4.2. Manifest (Append-Only Log)

• Structure & Integrity:

  • The manifest is an append-only log where each entry records a discrete change (addition, deletion, modification of chunks), along with metadata such as timestamps, device identifiers, and operation details.
  • Cryptographic chaining (each log entry containing a hash of the previous one) ensures tamper-evident history.

• Snapshot Mechanism:

  • Periodic snapshots capture the full state of the manifest up to that point by incorporating an aggregate hash.
  • Future log entries reference the last snapshot, allowing previous data to be pruned while maintaining verifiability.

4.3. Multi-Device & P2P Synchronization

• Manifest Merging:

  • Devices (including those on separate nodes) merge their manifest logs using ordering methods such as vector clocks or Lamport timestamps to resolve concurrent updates.

• Node-to-Node Sharing:

  • Secure node connections based on IP address and public key identifiers facilitate the sharing of encrypted blobs between trusted peers.
  • A decentralized model ensures that file updates, redundancy, and replication policies are distributed and maintained across the network.

4.4. Security and Access Control

• Connection Security:

  • All node-to-node communications use strong encryption (TLS, Diffie-Hellman key exchange, or equivalent) to protect data in transit.

• Trust & Authentication:

  • Nodes exchange public keys during initial handshake for mutual authentication.
  • Certificate-based or signed permission systems safeguard against unauthorized access, ensuring only trusted peers participate.

4.5. Scalability, Resilience, and Management

• NAT Traversal & Discovery:

  • Implementation of NAT traversal techniques (UPnP, STUN, TURN) and decentralized peer discovery ensures reliable connectivity, even behind firewalls.

• Monitoring & Conflict Resolution:

  • Systems to monitor node availability (heartbeats, health checks) are essential for maintaining replication and redundancy.
  • Conflict resolution protocols are implemented in the manifest for consistent state management across devices and nodes.

5. Threat Model & Security Audit

• Threat Model Perspective:

  • Protect against potential vulnerabilities including unauthorized access, tampering with the manifest, compromised nodes, and interception of communications.
  • Emphasize that all sensitive operations (encryption, key management, and manifest maintenance) are performed client-side or within a trusted node environment.

• Audit & Transparency:

  • An immutable, cryptographically chained manifest offers auditability.
  • The design encourages regular security audits and community reviews to validate the security framework.

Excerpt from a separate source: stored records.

PR #905, opened 2020-08-03
Pubovl (including extras)

### LINKED ISSUE #807: add pubovl spectating
Currently pubovl-like tools are the only ways of recording the use of hacks in game for evidence for admin. There is a modified version of 0.0.12 that has pubovl added but this feature is needed in future releases until something better can be developed.

http://aloha.pk/index.php?topic=8558.0

Conticop:
Fixes #807
Original author: dd

I took some time to get [*Pubovl*](http://aloha.pk/index.php?topic=8558.0) compatible with the latest `master`, and it has arrived here now.
I have tested it ingame, all works fine.
(See the above forum post for more info about *Pubovl* and its features.)

----

> The bigger issue for me is that it makes it much easier to write a wallhack. All you need to do is delete the "only allow wallhack if you are spectator" check.

I thought, well it was made available to the public since a long time ago, with binaries precompiled and available for download from the same forum post above. So what the heck.
There'll always be cheaters in such game(s). Merge this to make admins' lives easier.


Conticop:
I suppose I should have removed the comments...

Conticop:
There, this is ready for review.
cc @yvt

Sources/Draw/GLOptimizedVoxelModel.cpp
```diff
@@ -613,9 +620,9 @@ namespace spades {
 			device->ActiveTexture(0);
 			device->BindTexture(IGLDevice::Texture2D, 0);
 		}
-
+
```
Conticop, line 623: How was this born

Resources/Shaders/BasicBlockOutlines.program
```diff
@@ -0,0 +1,4 @@
+Shaders/BasicBlockOutlines.fs
+Shaders/BasicBlockOutlines.vs
+*shadow*
+Shaders/Fog.vs
```
feikname, line 4: Missing end of line.

Clogal:
The extras should be removed (cg_outlines, cg_textures), as they give some visibility advantage.
The player model already have neon-like colors, but when raising texture strength to more than 20 it gives extra constrast, that and cartoon-like outlines would give the perfect visibility.

shot0001
shot0002

Haxk20:
@Conticop Could you get this updated with the latest master changes ?
@yvt A little ping
This is an absolutely amazing change. While yes cheaters could easily enable ESP in real game.
Tho i would argue that it is FAR far easier for a cheater to download already made hacks then poking in the code.
And it is not that hard to add some multiple layers of checks in the code if they wanted to make ESP accesible to real gameplay.

JimPix1:
@yvt Ping

Sources/Draw/GLRenderer.cpp
```diff
@@ -846,18 +914,117 @@ namespace spades {
...
 
 			device->FrontFace(IGLDevice::CW);
 
-			{
+			bool visiblePlayers[32];
+
+			if (!client::Client::WallhackActive()) {
 				GLProfiler::Context p(*profiler, "Non-mirrored Objects");
-				RenderObjects();
+				RenderObjects(false);
```
yvt, line 927: Don't refer to `Client` directly from the renderer layer. Introduce adequate abstractions in the renderer API.

yvt (changes requested):
Sorry for the delay. Although it's marked as draft now, I'm going to submit a review anyway to explain why it cannot be merged in the current state:

The largest problem is already stated by @siecvi: In addition to fixing #807, the PR introduces multiple features irrelevant to the primary change, such as the outline ([NotTodo](https://github.com/yvt/openspades/wiki/NotTodo) 2-3) and texturing effects and even global sound volume control. The PR must be kept minimal and focus on a single logical change.

Another problem concerns code quality - bypassing abstraction, the use of global variables, and such. The existing code is bad as it is, but let's not make it even worse.

JimPix1:
Thanks for taking the time to reply, yvt. Hoping these problems get fixed 🤞

PR #908, opened 2020-09-20
Content class little code simplification.

devnexen:


yvt:
Couldn't it be simply removed? The compiler automatically [defines](https://en.cppreference.com/w/cpp/language/copy_constructor#Implicitly-declared_copy_constructor) one when a copy constructor is not defined nor deleted.

yvt:
Thanks!

PR #913, opened 2020-10-08
.

DeletedUser92:
.


NotAFile:
I'm not familiar with rich presence, but should this be made optional at compile time? It appears to be a proprietary library.

PR #924, opened 2020-12-13
Adopt vcpkg and streamline the build process

### LINKED ISSUE #739: Consider using Vcpkg for managing the external dependencies on Windows and macOS builds
https://github.com/Microsoft/vcpkg

**Pros:**

- Developers no longer have to trust the pre-compiled package maintainer (= me!) not to put malicious things in the pre-compiled opaque binary blob
- Developers (including me) will automatically have an access to the latest version of dependent libraries
    - Pre-compiled libraries are built manually and aren't updated for quite a long time.

**Cons:**

- Developers have to trust Microsoft and the ecosystem
- Extra step for installing vcpkg

### LINKED ISSUE #802: Japanese IME and Korean Input do not work on Windows
Tested on Windows 8.1 and in a Windows 10 VM. Strangely enough, (Simplified) Chinese IME works.

I am not quite familiar enough with Korean input to say what should generally happen, but none of the input makes it through.

Expected functionality for JP IME would be:
Type the romanized text, and while you're typing, the text changes to its hiragana equivalent (or otherwise depending on IME mode) in real time, appearing with an underline beneath it. Arrow keys Up/Down or [Shift+]Tab allow you to choose suggestions for the whole of the text, or if you press space, you can change individual parts of the text into the IME's suggestions via Left/Right, and Up/Down or [Shift+]Tab. After you hit Enter, the underlined text is inputted into the field and the underline goes away.

What actually happens is... nothing. The IME doesn't work, the game just eats all of the input, even the ASCII characters. Typing as though the IME were working doesn't work.

Seeing as the IME doesn't work, I'm unsure as to whether or not there are UI elements displaying the IME's suggestions. If not, that's another thing to look into.

Typing the text in another program and pasting it into OpenSpades does _work_, but this is obviously not ideal.

yvt:
This PR makes the following changes to OpenSpades' standard build process for macOS and Windows.

- It now uses [vcpkg](https://github.com/Microsoft/vcpkg) to fetch and build external dependencies. This makes their builds fully reproducible and reviewable and obviates the need to trust the prebuilt library packages' maintainer.
    - Closes #739.
    - vcpkg brings the latest versions of the libraries, which closes #802.
- The CMake build process for macOS now produces a complete application bundle, which is almost ready for distribution.
- The macOS build process now automatically downloads required assets.
- The external dependencies are now built as static libraries. This means the following benefits:
    - Their `.dll` files no longer clutter the Windows binary distribution.
    - Static linking decreases the total code size.
- The Xcode project has been removed because the CMake build process can do the job.
- The new CI pipeline runs in GitHub Actions.

## Tasks

- [x] Get the Windows build working
- [x] Get the macOS build working
- [x] CI: Windows builds
- [x] CI: macOS builds
- [x] Document the revised build process for Windows
- [x] Document the revised build process for macOS
- [x] Get rid of the `Externals` directory
- [ ] Update [the publishing process](https://github.com/yvt/openspades/wiki/Publishing-a-New-Release)


yvt:
Static linking in action (left: the latest release, right: this PR)

Screenshot from 2020-12-18 02-25-25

6. Roadmap & Future Enhancements

• Initial Development:

  • Build a robust CLI client for file operations, including adding files, updating versions, and restoring files, backed by an append-only manifest.
  • Develop the server/P2P node with secure API endpoints and replication functionality.

• P2P Network Expansion:

  • Implement automated peer discovery, NAT traversal support, and dynamic trust mechanisms.
  • Create user-friendly tools for configuring peer connections and managing replication policies.

• Advanced Features:

  • Extend the system with a web interface.
  • Explore integration with existing distributed systems or version control systems.
  • Consider plugins or additional tools to automate backup management and network health monitoring.

7. Conclusion

This discovery document establishes the fundamental framework for a secure, self-hosted encrypted file storage system that integrates efficient versioning, a verifiable append-only manifest, and a P2P network for file sharing and redundancy. By combining client-side encryption, content-addressable storage, robust manifest management, and secure node connectivity, the product aims to deliver high security, privacy, and resilience in a distributed self-hosting environment.